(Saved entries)
PR #1783, opened 2024-11-05
GO-4360 cannot filter by action done in 0430

AnastasiaShemyakinskaya:
https://linear.app/anytype/issue/GO-4360/cannot-filter-by-action-done-in-0430

### DIFF
--- a/space/internal/components/migration/readonlyfixer/relationsfixer.go
+++ b/space/internal/components/migration/readonlyfixer/relationsfixer.go
@@ -12,7 +12,6 @@ import (
 	"github.com/anyproto/anytype-heart/core/session"
 	"github.com/anyproto/anytype-heart/pkg/lib/bundle"
 	"github.com/anyproto/anytype-heart/pkg/lib/database"
-	"github.com/anyproto/anytype-heart/pkg/lib/localstore/objectstore"
 	"github.com/anyproto/anytype-heart/pkg/lib/pb/model"
 	"github.com/anyproto/anytype-heart/space/internal/components/dependencies"
 	"github.com/anyproto/anytype-heart/util/pbtypes"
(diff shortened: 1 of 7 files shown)


space/internal/components/migration/runner.go
```diff
@@ -26,7 +25,7 @@ const (
 var log = logger.NewNamed(CName)
 
 type Migration interface {
-	Run(context.Context, logger.CtxLogger, dependencies.QueryableStore, dependencies.QueryableStore, dependencies.SpaceWithCtx) (toMigrate, migrated int, err error)
+	Run(context.Context, logger.CtxLogger, objectstore.ObjectStore, dependencies.SpaceWithCtx) (toMigrate, migrated int, err error)
```
KirillSto, line 28: We need to introduce new interface in `space/internal/components/dependencies`.
It could be called SpaceIndexGetter and implement method
`SpaceIndex(spaceId string) QuaryableStore`

space/internal/components/migration/readonlyfixer/relationsfixer.go
```diff
@@ -31,10 +32,12 @@ func (Migration) Name() string {
...
 }
 
-func (Migration) Run(ctx context.Context, log logger.CtxLogger, store, _ dependencies.QueryableStore, space dependencies.SpaceWithCtx) (toMigrate, migrated int, err error) {
+func (Migration) Run(ctx context.Context, log logger.CtxLogger, store objectstore.ObjectStore, space dependencies.SpaceWithCtx) (toMigrate, migrated int, err error) {
 	spaceId := space.Id()
 
-	relations, err := listReadonlyTagAndStatusRelations(store, spaceId)
+	spaceStore := store.SpaceIndex(spaceId)
+
+	relations, err := listReadonlyTagAndStatusRelations(spaceStore, spaceId)
```
KirillSto, line 40: It seems `listReadonlyTagAndStatusRelations` does not need spaceId parameter anymore

space/internal/components/migration/runner.go
KirillSto: This dependency is needed to guarantee migration will not use data changing methods of ObjectStore

KirillSto (changes requested):

PR #1788, opened 2024-11-06
GO-4450 Details structs

deff7:


core/domain/details.go
```diff
@@ -0,0 +1,173 @@
...
+			return nil
+		} else {
+			return fmt.Errorf("unsupported array type %s", firstVal.Type())
+		}
+	}
+	d.Set(key, Null())
+	return nil
+}
+
+// StructDiff returns pb struct which contains:
```
fat-fellow, line 126: You can clarify by linking to the concept of [symmetric difference](https://en.wikipedia.org/wiki/Symmetric_difference) for better understanding.

fat-fellow (approved):

PR #1790, opened 2024-11-06
GO-3913 separate getting identities into multiple calls to identity

AnastasiaShemyakinskaya:
Description: https://linear.app/anytype/issue/GO-3913/separate-getting-identities-into-multiple-calls-to-identity-repo


core/identity/identity.go
```diff
@@ -280,6 +278,32 @@ func (s *service) getIdentitiesDataFromRepo(ctx context.Context, identities []st
...
+			repoIdentities      []*identityrepoproto.DataWithIdentity
+			err                 error
+			requestedIdentities []string
+		)
+		if j+identityBatch < len(identities) {
+			requestedIdentities = identities[j : j+identityBatch]
+		} else {
+			requestedIdentities = identities[j:]
+		}
+		repoIdentities, err = s.identityRepoClient.IdentityRepoGet(ctx, requestedIdentities, []string{identityRepoDataKind})
```
deff7, line 295: maybe send requests in parallel?

core/identity/identity.go
```diff
@@ -280,6 +278,32 @@ func (s *service) getIdentitiesDataFromRepo(ctx context.Context, identities []st
...
+		if err != nil {
+			log.Error("error getting identity repo data", zap.Error(err))
+			failedIdentities = append(failedIdentities, requestedIdentities...)
+		} else {
+			resultIdentities = append(resultIdentities, repoIdentities...)
+		}
+		j += identityBatch
```
deff7, line 302: maybe move it to the loop expression?

```
for j := 0; j < len(identities); j+= identityBatch {
```

core/identity/identity.go
```diff
@@ -280,6 +278,32 @@ func (s *service) getIdentitiesDataFromRepo(ctx context.Context, identities []st
...
+			requestedIdentities []string
+		)
+		if j+identityBatch < len(identities) {
+			requestedIdentities = identities[j : j+identityBatch]
+		} else {
+			requestedIdentities = identities[j:]
+		}
+		repoIdentities, err = s.identityRepoClient.IdentityRepoGet(ctx, requestedIdentities, []string{identityRepoDataKind})
+		if err != nil {
+			log.Error("error getting identity repo data", zap.Error(err))
```
deff7, line 297: I'm concerned about the number of log messages. Is it possible that we will log unnecessary errors?

core/identity/identity.go
```diff
@@ -280,6 +278,32 @@ func (s *service) getIdentitiesDataFromRepo(ctx context.Context, identities []st
 	return res, nil
 }
 
+func (s *service) batchIdentities(ctx context.Context, identities []string) ([]*identityrepoproto.DataWithIdentity, []string) {
+	resultIdentities := make([]*identityrepoproto.DataWithIdentity, 0, len(identities))
```
mcrakhman, line 282: Just summing all the comments, there should be one abstract function, which splits the []T to several batches of size <= N (take N as 200 pls), this function should be in package `slice` or whatever and tested

and then call in parallel some named func for every batch which returns results using waitgroup, gather everything and return.

This func should either get stuff from remote or if nothing in remote get stuff from local.

I would do it like this

core/identity/identity.go
AnastasiaShemyakinskaya: May be we can collect such errors and then log it in one log? 🧐

mcrakhman (approved):

mcrakhman (approved):

mcrakhman (approved):

PR #1803, opened 2024-11-08
GO-4451 Long Date object id

KirillSto:
https://linear.app/anytype/issue/GO-4451/support-seconds-precision-date-object-id

- Date object id now carries seconds precision date information
- RelationListWithValue searches for relations that handle values of timestamps and date objects in range of the queried day
- Filter HasPrefix is introduced
- If [In] filter goes along with date object id value, it is substituted with HasPrefix filter

### DIFF
--- a/pkg/lib/database/filter.go
+++ b/pkg/lib/database/filter.go
@@ -468,11 +468,14 @@ func (p FilterHasPrefix) FilterObject(s *types.Struct) bool {
 }
 
 func (p FilterHasPrefix) AnystoreFilter() query.Filter {
-	f, err := query.ParseCondition(`{"` + p.Key + `":{"$regex": "^` + p.Prefix + `"}}`)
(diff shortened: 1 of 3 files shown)


pkg/lib/database/filter.go
```diff
@@ -435,6 +444,37 @@ func (e FilterEq) filterObject(v *types.Value) bool {
...
+	for _, v := range list.Values {
+		if strings.HasPrefix(v.GetStringValue(), p.Prefix) {
+			return true
+		}
+	}
+	return false
+}
+
+func (p FilterHasPrefix) AnystoreFilter() query.Filter {
+	f, err := query.ParseCondition(`{"` + p.Key + `":{"$regex": "^` + p.Prefix + `"}}`)
```
deff7, line 471: Is it possible to use constructors from anystore like it is done in other places?

KirillSto: Thank you, fixed!

deff7 (approved):

PR #1827, opened 2024-11-18
Fix fileObjects handling in usecase validator

KirillSto:
- FileObjects were not handled, because of dumb file name prefix check
- Remove relation options that are sticked to absent relations
- Delete mentions detail from objects, as it is derived

### DIFF
--- a/cmd/usecasevalidator/main.go
+++ b/cmd/usecasevalidator/main.go
@@ -71,7 +71,12 @@ func (f cliFlags) isUpdateNeeded() bool {
 	return f.analytics || f.creator || f.removeRelations || f.exclude || f.rules != ""
 }
 
-const anytypeProfileFilename = addr.AnytypeProfileId + ".pb"
+const (
+	anytypeProfileFilename = addr.AnytypeProfileId + ".pb"
+
+	filesPrefix       = "files"
+	fileObjectsPrefix = "filesObjects"
+)
 
 var (
 	errIncorrectFileFound = fmt.Errorf("incorrect protobuf file was found")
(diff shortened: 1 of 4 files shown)


cmd/usecasevalidator/main.go
```diff
@@ -208,7 +208,7 @@ func collectUseCaseInfo(files []*zip.File, fileName string) (info *useCaseInfo,
 			continue
 		}
 
-		if strings.HasPrefix(f.Name, "files") || f.FileInfo().IsDir() {
+		if (strings.HasPrefix(f.Name, "files") && !strings.HasPrefix(f.Name, "filesObjects")) || f.FileInfo().IsDir() {
```
AnastasiaShemyakinskaya, line 211: Use constants please

KirillSto: Done!

cmd/usecasevalidator/main.go
```diff
@@ -71,7 +71,12 @@ func (f cliFlags) isUpdateNeeded() bool {
 	return f.analytics || f.creator || f.removeRelations || f.exclude || f.rules != ""
 }
 
-const anytypeProfileFilename = addr.AnytypeProfileId + ".pb"
+const (
+	anytypeProfileFilename = addr.AnytypeProfileId + ".pb"
+
+	filesPrefix       = "files"
```
AnastasiaShemyakinskaya, line 77: We have the same constants in export package, is is possible to reuse it somehow?

KirillSto: Oh yeah, did not think of them first...
Fixed!

PR #1833, opened 2024-11-18
GO-4406: creation date of object type is 0

AnastasiaShemyakinskaya:
Set original created date of derived objects in case it is provided in details in function `CreateObject`


core/block/object/objectcreator/object_type.go
```diff
@@ -43,6 +43,9 @@ func (s *service) createObjectType(ctx context.Context, space clientspace.Space,
 
 	createState := state.NewDocWithUniqueKey("", nil, uniqueKey).(*state.State)
 	createState.SetDetails(object)
```
fat-fellow, line 45: DRY

requilence (changes requested):
please add clarifying comment to the state.originalCreatedTimestamp. Right now it only mentions imported objects.

requilence (approved):

PR #1853, opened 2024-11-21
GO-4560 Mentions should be 1st in RelationsListWithValue response

KirillSto:
https://linear.app/anytype/issue/GO-4560/mentions-should-be-put-on-1st-place-in-relationlistwithvalue-output

- Mentions should appear as first relation in RelationListWithValue output (if presented)
- Rename Last Used date -> Last used date for consistency
- For dates with time included enrich date names with time hh:mm

### DIFF
--- a/core/block/detailservice/relations.go
+++ b/core/block/detailservice/relations.go
@@ -140,18 +140,19 @@ func generateFilter(value *types.Value) func(v *types.Value) bool {
 
 	// date object section
 
-	ts, _, err := dateutil.ParseDateId(stringValue)
+	dateObject, err := dateutil.BuildDateObjectFromId(stringValue)
 	if err != nil {
 		log.Error("failed to parse Date object id", zap.Error(err))
 		return equalOrHasFilter
 	}
 
-	start := timeutil.CutToDay(ts)
+	start := timeutil.CutToDay(dateObject.Time())
 	end := start.Add(24 * time.Hour)
 	startTimestamp := start.Unix()
 	endTimestamp := end.Unix()
 
-	shortId := dateutil.TimeToDateId(start, false)
+	startDateObject := dateutil.NewDateObject(start, false)
+	shortId := startDateObject.Id()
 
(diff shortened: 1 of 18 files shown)


core/block/detailservice/relations.go
```diff
@@ -97,6 +104,14 @@ func (s *service) ListRelationsWithValue(spaceId string, value *types.Value) ([]
 		}
 	}
 
+	if mentionsCounter > 0 {
```
deff7, line 107: Maybe write custom sorter with `sort.Slice`? Mentions first, then all other relations alphabetically

core/block/detailservice/relations.go
```diff
@@ -126,15 +141,19 @@ func generateFilter(value *types.Value) func(v *types.Value) bool {
...
 	if err != nil {
 		log.Error("failed to parse Date object id", zap.Error(err))
 		return equalOrHasFilter
 	}
 
-	shortId := dateutil.TimeToDateId(ts)
+	shortId := dateutil.TimeToDateId(ts, false)
 
-	start := ts.Truncate(24 * time.Hour)
+	start, _, err := dateutil.ParseDateId(shortId)
```
deff7, line 152: why serialize and then parse id? If you want to drop hours, we have

```
func CutToDay(t time.Time) time.Time {
	roundTime := time.Date(t.Year(), t.Month(), t.Day(), 0, 0, 0, 0, t.Location())
	return roundTime
}
```

core/block/detailservice/relations.go
KirillSto: Yes, I was thinking about it, but it will increase calculations time and sorting looks lil bit ugly :see_no_evil: 

```
sort.Slice(keys, func(i, j int) bool {
		if keys[i] == bundle.RelationKeyMentions.String() {
			return true
		}
		if keys[j] == bundle.RelationKeyMentions.String() {
			return false
		}
		return keys[i] < keys[j]
	})
```

deff7 (approved):

PR #1870, opened 2024-11-26
GO-4586 | GO-4590 - Do not generate long date ids + Change date format again

KirillSto:
https://linear.app/anytype/issue/GO-4586/do-not-generate-long-ids
https://linear.app/anytype/issue/GO-4590/support-the-date-format-once-again

- We should not allow to generate second-precision date object ids for now, as old clients could not show these objects correctly
- Change date format to Mon, Dec 25, 2124 11:34 PM

### DIFF
--- a/util/dateutil/util.go
+++ b/util/dateutil/util.go
@@ -10,8 +10,8 @@ import (
 const (
 	shortDateIdLayout   = "2006-01-02"
 	dateIdLayout        = "2006-01-02-15-04-05Z-0700"
-	shortDateNameLayout = "02 Jan 2006"
-	dateNameLayout      = "02 Jan 2006 15:04"
+	shortDateNameLayout = "Mon, Jan 02, 2006"
+	dateNameLayout      = "Mon, Jan 02, 2006 3:04 PM"
 )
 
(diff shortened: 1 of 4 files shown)


util/dateutil/util.go
```diff
@@ -10,8 +10,8 @@ import (
 const (
 	shortDateIdLayout   = "2006-01-02"
 	dateIdLayout        = "2006-01-02-15-04-05Z-0700"
-	shortDateNameLayout = "02 Jan 2006"
-	dateNameLayout      = "02 Jan 2006 15:04"
+	shortDateNameLayout = "Mon, Jan 02, 2006"
```
requilence, line 13: i guess you should not revert the date string format? As we agreed to change it

requilence (changes requested):

util/dateutil/util.go
KirillSto: That's brand new prod requirement!
https://linear.app/anytype/issue/GO-4590/support-the-date-format-once-again
Extra comma added

requilence (approved):

PR #1871, opened 2024-11-26
GO-4577 Add date objects to graph

KirillSto:
https://linear.app/anytype/issue/GO-4577/mix-in-dates-to-objectgraph

Add date objects to graph

### DIFF
--- a/core/block/object/objectgraph/graph.go
+++ b/core/block/object/objectgraph/graph.go
@@ -128,7 +128,7 @@ func (gr *Builder) buildGraph(
 
 		outgoingRelationLink := make(map[string]struct{}, 10)
 		edges = gr.appendRelations(rec, relations, edges, existedNodes, sourceId, outgoingRelationLink)
-		nodesToAdd := make([]*types.Struct, 0)
+		var nodesToAdd []*types.Struct
 		nodesToAdd, edges = gr.appendLinks(req.SpaceId, rec, outgoingRelationLink, existedNodes, edges, sourceId)
 
 		if len(nodesToAdd) != 0 {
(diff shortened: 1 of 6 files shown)


core/block/object/objectgraph/graph.go
```diff
@@ -128,7 +128,12 @@ func (gr *Builder) buildGraph(
 
 		outgoingRelationLink := make(map[string]struct{}, 10)
 		edges = gr.appendRelations(rec, relations, edges, existedNodes, sourceId, outgoingRelationLink)
-		edges = gr.appendLinks(req.SpaceId, rec, outgoingRelationLink, existedNodes, edges, sourceId)
+		var nodesToAdd []*types.Struct
+		nodesToAdd, edges = gr.appendLinks(req.SpaceId, rec, outgoingRelationLink, existedNodes, edges, sourceId)
+
+		if len(nodesToAdd) != 0 {
```
requilence, line 134: no need to do an empty check. `append` will be noop in case `nodesToAdd` is empty

core/block/object/objectgraph/graph.go
```diff
@@ -191,14 +196,31 @@ func (gr *Builder) appendLinks(
...
+			}
+			if err != nil {
+				log.Error("get details of Date object", zap.String("objectId", link), zap.Error(err))
+				continue
+			}
+			existedNodes[link] = struct{}{}
+			nodes = append(nodes, details[0].Details)
+		}
+
 		if sbType != smartblock.SmartBlockTypeFileObject {
```
requilence, line 224: move to switch default case?

requilence (changes requested):

core/block/object/objectgraph/graph.go
KirillSto: Thank you! 
Also we should map relations in details as requested in keys field of request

● Instructions to follow
Copy each line above that has the word "then".

● Written answer
and then call in parallel some named func for every batch which returns results using waitgroup, gather everything and return.
AnastasiaShemyakinskaya: May be we can collect such errors and then log it in one log? 🧐
deff7, line 107: Maybe write custom sorter with `sort.Slice`? Mentions first, then all other relations alphabetically
deff7, line 152: why serialize and then parse id? If you want to drop hours, we have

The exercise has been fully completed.